Primary outcomes of the trial will focus on survival, he added, while secondary outcomes will track composite events that correlate death with certain types of hospitalizations and co-morbidities-for instance, the occurrence of either a hospitalization or death due to a cardiovascular event. Diabetic endpoints will also be investigated, Dr. Greene said, since about 40 percent of patients in the HEMO study will have this condition.

"Many types of renal disease lead to ESRD," Dr. Greene added, "so we designed this study to be open to all of the major patient groups, including those with diabetes, a condition that can lead to diabetic nephropathy and kidney failure, glomerular nephritis, hypertension-which can result in hypertensive nephrosclerosis, particularly among Afro-Americans-and polycystic kidney disease, a genetic anomaly that accounts for about ten percent of all ESRD patients."

Although the trial obtains its comparative power by being randomized and "blinded," meaning trial results are not revealed to the investigators until the study ends, the HEMO study will not be "double-blinded," a more strict design where no one knows the effects treatments are having until codes are broken at the end of the trial, Dr. Greene said.
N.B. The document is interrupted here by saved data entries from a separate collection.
Issue #103, opened 2024-01-16
Add netpols to istio components


mjnagel:
# Current Scope

Add NetworkPolicy resources to secure all Istio components, including:

- istiod
- Istio ingress/egress gateways
- istio-cni
- ztunnel

Network policies should follow a default-deny approach with explicit rules for required ingress and egress traffic. Where possible, leverage upstream Istio-provided NetworkPolicies to reduce maintenance overhead and stay aligned with upstream best practices. This will improve isolation and reduce the attack surface while ensuring all Istio functionality, including ambient mode components, continues to operate correctly.

# OLD ISSUE

### Is your feature request related to a problem? Please describe.

https://github.com/defenseunicorns/uds-core/pull/66 introduced the new operator to UDS Core but does not include UDS Package CRs for istio. A basic `Package` CR would be beneficial to control network policies on Istio.

### Describe the solution you'd like

Add a `Package` CR to Istio as part of its [common chart](https://github.com/defenseunicorns/uds-core/tree/main/src/istio/common/chart/templates). Note that we may need to code some specific logic for `istio-system` to _NOT_ apply istio injection since this is a special case.

Definition of done: Istio contains a `Package` CR with network policies and monitoring as needed. All Istio functionality continues to work as expected (make sure to validate with ambient components)

### Describe alternatives you've considered

1. Network policies and any other necessary objects could be created/deployed "manually" rather than via the operator. While this would work and sidestep any dependency on Pepr it feels strange to not leverage the operator's benefits.
2. Leave Istio unprotected with no network policies.

TristanHoladay:
Spoke with Barrett from the Pepr team about the use case of adding a chart programatically to the generated pepr module zarf.yaml. Conclusion was that it's not a good fit for Pepr to handle this. We could always write a script do this but probably not worth it just to keep from declaring two pepr packages in the standard package zarf.yaml.

mjnagel:
Noting here that istio will need egress to the SSO host for jwks/authservice pieces - https://github.com/defenseunicorns/uds-core/pull/201#discussion_r1653139220

mjnagel:
Since Pepr is deployed before Istio now, this issue can be worked - rescoped to just Istio (for now). We could apply a `Package` CR for Pepr as part of an additional component (after Pepr) but would need to be careful to not cause issues locking our operator out (i.e. restrictive netpols, cycling itself for istio injection, etc).

For now let's just scope this to Istio.

mjnagel:
[...]

PR #201, opened 2024-02-22
feat: enable authservice integration

rjferguson21:
## Description
* Enable Authservice integration via 
```
enableAuthserviceSelector:
        app: httpbin
```
* Update to use authservice-go
* Creates per application AuthorizationPolicies to enable authservice
 
To test:
See https://github.com/defenseunicorns/uds-core/blob/authservice-pepr/docs/IDAM.md

## Related Issues

N/A


jeff-mccoy:
> sso.uds.dev needs to be resolvable inside the cluster for authservice, I am currently running with this command to workaround: "uds zarf package deploy oci://defenseunicorns/uds-k3d:0.3.1 --confirm --set=K3D_EXTRA_ARGS=\"--subnet 192.168.0.0/16 --host-alias 192.168.0.1:sso.uds.dev\""

I wonder if we could use the backchannel like we do with grafana? `http://keycloak-http.keycloak.svc.cluster.local:8080/realms/uds/protocol/openid-connect/`, unless it would get agree because Istio is managing TLS?

docs/IDAM.md
chance-coleman, line 1: I probably missed a conversation about this, does this replace a README for `src/authservice`? Just curious if we want both a docs folder and README's in different places or if it should be unified into one or the other.

rjferguson21: I am open to opinions on this but I created IDAM.md which then links to the package README.md, but also goes into more "how to use" explanation. 

But I did just realize there was no README.md for authservice so I added one.

chance-coleman (dismissed):

docs/IDAM.md
```diff
@@ -0,0 +1,86 @@
...
+
+For details on the AuthService Package see [README.md](../src/authservice/README.md)
+
+## Protecting a UDS Package with AuthService
+To enable authentication for applications that do not have native OIDC configuration, UDS Core can utilize AuthService as an authentication layer.
+
+Follow these steps to protect your application with AuthService:
+
+* Set the `isAuthSvcClient` field to `true` in the `sso` configuration of the Package.
+* Ensure that the pods of the application are labeled with: `protect: keycloak`.
```
mjnagel: Throwing a comment here since we discussed offline - thoughts on automatically handling this (`protect: keycloak`)? I think if we did per-workload authn/z and netpols for ingress -> authservice it would be doable (use workload specific selectors rather than the generic `protect: keycloak`)? We would have to add `selector` to the spec and force the user to specify that instead of having them label their workload, but otherwise I think this is doable? Not sure which is a better flow.

bburky: I'm unsure what the best option is.

Yes, you can do per namespace by just dropping a copy of the RequestAuthentication and AuthorizationPolicy resources into every namespace you want protected, yes.

However there are sometimes reasons to want to skip authservice protection on a few Pods for various reasons. (Something completely cluster-internal only perhaps that breaks when authservice is added.) And there's no way to  opt out of the policies if they have no `matchLabels` (and negated `matchLabels` isn't a thing in Istio).

So I think the safest option is to continue to do `protect: keycloak`. But perhaps a Pepr mutating admission webhook could auto-inject `protect: keycloak` into every Pod unless it's opted out? (unsure where opt-out goes, it is security relevant. Could be the UDS CR for most security, but Pod annotations for opt out is probably fine)

mjnagel: @bburky to clarify my thought was per-namespace, with selector on a specific workload. So in essence someone would pass a selector into the SSO config for the pod(s) that they want protected. Then we would generate the applicable authn/z pieces for that namespace + selector. This prevents us from having to do any mutation of `protect: keycloak` which I though would be pretty messy (not every chart exposes labels/annotations, so it gets tough to find an easy place to opt out).

bburky: Cool. Yes per namespace plus a selector should work great. Some reason I didn't consider providing a customizable selector in the UDS CR or something like that. We could probably make it so if you omit the selector it does everything in the namespace, which is the most common case I think.

mjnagel (commented):
Could you also add a renovate packageRule to group the authservice PRs?

See the istio one as an example: https://github.com/defenseunicorns/uds-core/blob/authservice-pepr/renovate.json#L162-L167

src/pepr/operator/crd/generated/package-v1alpha1.ts
```diff
@@ -438,13 +438,14 @@ export interface Sso {
    */
   description?: string;
   /**
-   * Whether the SSO client is enabled
+   * Labels to match pods to automatically protect with authservice. Leave empty to disable
```
bburky, line 478: I think an empty selector of `{}` like: `enableAuthserviceSelector: {}` should enable Authservice for all Pods in a namespace, correct?

I'd like to include this in the docs and recommend it as a default. I'd rather people only write narrow selectors if they need to exclude some Pods.

And this should probably say "leave null to disable" instead of "empty", to disambiguate between `{}` which is actually all.

(I may have this wrong and Istio `selector: { labelSelector: {} }` and `selector: nil` may actually be different. I want to make sure we provide a way to let users do "all Pods in namespace")

rjferguson21: `enableAuthserviceSelector: {}` should enable authservice for all pods in the namespace, but I am curious to hear why that would be your recommendation for the default? 

Does that lean into an assumption of there being a single pod/deployment in the namespace? If a user deployed an application with an internal API or database, how would we recommend they authenticate?

src/authservice/README.md
```diff
@@ -0,0 +1,13 @@
...
+including [Authentication Policy](https://istio.io/docs/tasks/security/authn-policy/) and [RBAC](https://istio.io/docs/tasks/security/rbac-groups/).
+Together, they allow developers to protect their APIs and web apps without any application code required.
+
+See [IDAM.md](../../docs/IDAM.md) for guidance on using the [UDS Package](../pepr/operator/README.md) custom resource to generate Authservice chains.
+
+### Changes from the DoD Platform One Big Bang package
+
+This package differs from the [DoD Platform One Big Bang package](https://repo1.dso.mil/big-bang/product/packages/authservice) in a few key ways:
+
+* Leverages the [authservice-go](https://github.com/tetrateio/authservice-go) project which is the successor to the original [authservice](https://github.com/istio-ecosystem/authservice) project.
```
mjnagel: nit: BB has switched to 1.0.0 already - https://repo1.dso.mil/big-bang/product/packages/authservice/-/blob/main/chart/values.yaml?ref_type=heads#L62

src/authservice/values/registry1-values.yaml
```diff
@@ -1,3 +1,3 @@
 image:
-  repository: registry1.dso.mil/ironbank/istio-ecosystem/authservice
-  tag: "0.5.3"
+  repository: registry1.dso.mil/ironbank/istio-ecosystem/authservice-go
+  tag: "1.0.2"
```
mjnagel: We should probably point to standard authservice now as the tetrate go-fork is archived - https://github.com/tetrateio/authservice-go - all future updates should end up in the main repo.

src/pepr/operator/crd/generated/package-v1alpha1.ts
bburky: Just that I'd encourage auth on all webservers that are reachable (in-cluster/SSRF and external) and don't already have auth. If you're careful to write good policies it's fine to exclude things, but it's a safe default to encourage I think.

I'd recommend docs something like:
> Use `enableAuthserviceSelector: {}` to add authservice to your app. If you need to exclude some Pods, edit it as needed and verify that the excluded Pods are not reachable externally or from other namespaces without authentication.

Doing auth on `{}` is also future proof to the app changing in the future and adding new Pods that don't match the old selector.

bburky: (there's also the actual "zero trust" answer, but it only applies to custom developed apps: Encourage people to develop apps that don't access their backend unauthenticated. Have them pass the user's JWT from the frontend Pod to the backend/db Pod as auth. In this setup, you can reuse istio JWT authn/authz checking... but you actually don't want the CUSTOM authservice authz. Not sure if this is something we want to build support for, but it actually results in good design of custom apps which create a great audit log in isto access logs)

src/authservice/chart/values.yaml
```diff
@@ -45,9 +45,9 @@ global:
 
   oidc:
     # -- OpenID Connect hostname.  Assumption of Keycloak based on URL construction
-    host: login.uds.dev
+    host: sso.uds.dev
```
mjnagel: Should use domain zarf var here.

mjnagel (commented):
Forgot to add this review at some point.

src/authservice/README.md
rjferguson21: Updated to 1.0.1, which is the latest from that repo.

src/authservice/values/registry1-values.yaml
rjferguson21: Updated to point to the non-archived repo.

src/authservice/chart/values.yaml
rjferguson21: Updated

docs/IDAM.md
```diff
@@ -0,0 +1,87 @@
+## Keycloak Package
```
mjnagel: @UnicornChance should we move this to a different section of the docs/update the format to fit the docs site?

renovate.json
```diff
@@ -93,6 +98,11 @@
       "groupName": "grafana",
       "commitMessageTopic": "grafana"
     },
+    {
+      "matchFileNames": ["src/authservice/**"],
+      "groupName": "authservice",
+      "commitMessageTopic": "authservice"
+    },
```
mjnagel: Duplicated the addition here it looks like?

src/authservice/README.md
mjnagel: Unresolving this one because I remembered why I commented this - it's technically no longer a difference from the BB package (since they adopted authservice-go as well). I'm not sure if its worth calling out the dynamic selector/client creation pieces with pepr or just drop this part of the readme?

src/pepr/operator/controllers/keycloak/authservice/authservice.ts
```diff
@@ -0,0 +1,127 @@
...
+  let config = JSON.parse(atob(authSvcSecret!.data!["config.json"])) as AuthserviceConfig;
+
+  // update config based on event
+  config = buildConfig(config, event);
+
+  // update the authservice secret
+  await updateAuthServiceSecret(config);
+}
+
+// might be neccesary to rebuild the entire config
```
mjnagel:
```suggestion
// might be necessary to rebuild the entire config
```

src/pepr/operator/controllers/network/policies.ts
```diff
@@ -63,6 +63,24 @@ export async function networkPolicies(pkg: UDSPackage, namespace: string) {
...
+  const ssos = pkg.spec?.sso?.filter(sso => sso.enableAuthserviceSelector);
+
+  for (const sso of ssos || []) {
+    const policy: Allow = {
+      direction: Direction.Egress,
+      selector: sso.enableAuthserviceSelector,
+      remoteNamespace: "authservice",
+      remoteSelector: { "app.kubernetes.io/name": "authservice" },
+      port: 10003,
+      description: "Authservice Egress",
```
mjnagel: I think this has potential to conflict on naming if multiple authservice clients are used in the same namespace + package CR. If we add the selector to the description that should make it safe.

src/test/zarf.yaml
```diff
@@ -14,8 +14,12 @@ components:
       - name: app-tenant
         files:
           - "app-tenant.yaml"
+      - name: app-authservice-tenant
+        files:
+          - "app-authservice-tenant.yaml"
     images:
       - docker.io/kong/httpbin:latest
+      - arunvelsriram/utils
```
mjnagel: I don't see anywhere this is used, was it a carryover from a previous test?

tasks.yaml
```diff
@@ -51,24 +52,52 @@ tasks:
...
+  - name: registry-login
+    description: "Authenticate and Validate registry connection"
+    actions:
+      - task: common-setup:registry-login
+        with:
+          registry: ${REGISTRY}
+          registryUsername: ${REGISTRY_USERNAME}
+          registryPassword: ${REGISTRY_PASSWORD}
+          registryRetryInterval: ${REGISTRY_RETRY_INTERVAL}
+
```
mjnagel: I don't think we have this common-setup imported anymore.
```suggestion
```

src/test/tasks.yaml
```diff
@@ -57,6 +57,37 @@ tasks:
...
+          cluster:
+            kind: Deployment
+            name: authservice
+            namespace: authservice
+
+      - description: Verify the authservice tenant app is protected by checking redirect
+        maxRetries: 3
+        cmd: |
+          set -e
+          SSO_REDIRECT=$(uds zarf tools kubectl run curl-test --image=cgr.dev/chainguard/curl:latest -q --restart=Never --rm -i -- -Ls -o /dev/null -w %{url_effective} "https://protected.uds.dev")
```
mjnagel, line 78: Was this run inside k8s for a specific reason? We have a somewhat similar grafana check that uses the host curl to test Grafana - https://github.com/defenseunicorns/uds-core/blob/main/src/grafana/tasks.yaml#L11-L25 - okay with either but wanted to check on the "why" here.

src/test/app-authservice-tenant.yaml
```diff
@@ -0,0 +1,81 @@
...
+        - image: docker.io/kong/httpbin
+          imagePullPolicy: IfNotPresent
+          name: httpbin
+          resources:
+            limits:
+              cpu: 100m
+              memory: 128Mi
+            requests:
+              cpu: 100m
+              memory: 128Mi
```
mjnagel: Trying to be mindful of us pressing up against the runner resource limit - can you cut these in half to match the other tenant/admin apps? Also maybe worth asking...could we just do a single tenant app w/ authservice protection (vs two separate ones)? I know it starts to combine tests potentially so open to your opinion.

src/pepr/operator/controllers/keycloak/client-sync.ts
```diff
@@ -120,8 +136,13 @@ async function syncClient(
...
-    if (isAuthSvcClient) {
-      // Do things here
+    if (enableAuthserviceSelector) {
+      // Add additional authservice config
+      await reconcileAuthservice(
+        { client, name, action: Action.Add },
+        enableAuthserviceSelector,
+        pkg,
+      );
     }
```
mjnagel: This currently doesn't allow for modifications, at least to client-name (and unsure how others might be handled). If I deploy the test http-bin app and change the client name in the `Package` CR to `uds-core-httpbin-foo` I end up with:
- a new `uds-core-httpbin-foo` client in Keycloak
- the old `uds-core-httpbin` client deleted from Keycloak
- `RequestAuthentication` and `AuthorizationPolicy` resources for _both_ clients
- Authservice chain for _both_ clients

The net result is that I hit `protected.uds.dev` and it errors on client not found (since that chain is first in authservice). TLDR: Need to make sure we are handling modifications as expected here - I also tested changes to redirectUri and you end up with similar behavior for chains (although the Istio resources work out OK in that case).

src/pepr/operator/controllers/keycloak/authservice/authservice.ts
```diff
@@ -0,0 +1,127 @@
...
+  labelSelector: { [key: string]: string },
+  pkg: UDSPackage,
+) {
+  await updateConfig(event);
+  await updatePolicy(event, labelSelector, pkg);
+}
+
+// write authservice config to secret
+export async function updateConfig(event: AuthServiceEvent) {
+  const authSvcSecret = await K8s(kind.Secret).InNamespace(namespace).Get(secretName);
```
mjnagel: There's an issue here with managing this secret and assuming it exists outside the scope of pepr. If you run an "upgrade" of uds-core it will end up resetting the authservice secret to the state of the chart (namely just the local chain). It might make sense for us to entirely manage that secret with pepr, rather than trying to build upon something controlled by the helm chart?

Alternatively we could have Authservice make its own secret and then pepr makes a new one that "extends" it. There are probably other options with mutations - just comes down to how we want to manage and whether we want other people to be able to use Authservice chains outside of the `Package` flow.

src/pepr/operator/controllers/keycloak/authservice/authservice.ts
```diff
@@ -0,0 +1,127 @@
...
+}
+
+// might be neccesary to rebuild the entire config
+export function buildConfig(config: AuthserviceConfig, event: AuthServiceEvent) {
+  let chains: Chain[];
+
+  if (event.action == Action.Add) {
+    // add the new chain to the existing authservice config
+    chains = config.chains.concat(buildChain(event));
+  } else {
```
mjnagel: A side effect of this logic and the way we `Reconcile` `Package`s on pepr restart - everytime I cycle the watcher pod I end up duplicating the chain in the authservice secret. We likely need to handle some logic around modify/de-dupe for the chains here.

src/pepr/operator/controllers/keycloak/client-sync.ts
```diff
@@ -66,14 +70,26 @@ export async function purgeSSOClients(pkg: UDSPackage, refs: string[] = []) {
     if (token) {
       Store.removeItem(ref);
       await apiCall({ clientId }, "DELETE", token);
+
+      // find sso by clientId
+      const sso = pkg.spec?.sso?.find(sso => sso.clientId === clientId);
+
+      // if sso.enableAuthserviceSelector was set, remove from authservice config
+      if (sso && sso.enableAuthserviceSelector) {
```
mjnagel: This conditional currently doesn't work due to checking the "active" spec for the client ID vs the "previous state". We'll need to make sure we have a way to check the previous state to determine if something was an authservice client and got removed/modified.

renovate.json
mjnagel:
```suggestion
```

mjnagel (commented):
Base functionality seems pretty good, but I have some concerns here around upgrades/modifications and the way we are handling those.

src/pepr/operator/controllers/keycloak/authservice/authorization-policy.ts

Instead, the investigation will have adjudicators in the background that will perform interim analyses of the outcomes data on a yearly basis to make sure no clear result has emerged.

"This is for ethical reasons," Dr. Greene explained. "For instance, if we were to discover very early on that a bigger and better treatment effect occurs with either the high flux membrane or the higher dialysis dose, quite simply, it would no longer be ethical to continue to randomize people to the standard treatment, since it would be inferior medicine."

While results are still a time away, Dr. Greene explained that the study has the potential to change and improve HD treatment protocols worldwide.

"Suppose we do find high dose HD is better than a standard dose," he said. "It would no doubt spur manufacturers to make dialysers more efficient. It could also lead to daily dialysis instead of the thrice-weekly standard currently used in the US.

"Further, such findings could also provide dialysis equipment manufacturers with important insights into how their membrane technology could be improved. Perhaps increased membrane porosity may indeed benefit patients more than the current technology. By the same token, we also have to establish that no negative effects occur. We could see useful components of the blood being taken out, for instance, in which case the benefits of a more porous membrane might be negated. Most people involved with the HEMO doubt this will be the case," he added. Rather, a measurable benefit is expected.

Should that prove the case, Dr. Greene concluded, it would immediately affect how HD membranes are manufactured. "You would probably see low flux membranes rapidly disappear in favor of the high-flux alternatives, and even though their manufacture would be more expensive, you would have significantly improved outcomes for patients with ESRD."

Still, be that the goal, the future awaits the results of the trial. The earliest Dr. Greene expects any data to become available from the HEMO study is early 2001, with final results published sometime in 2002.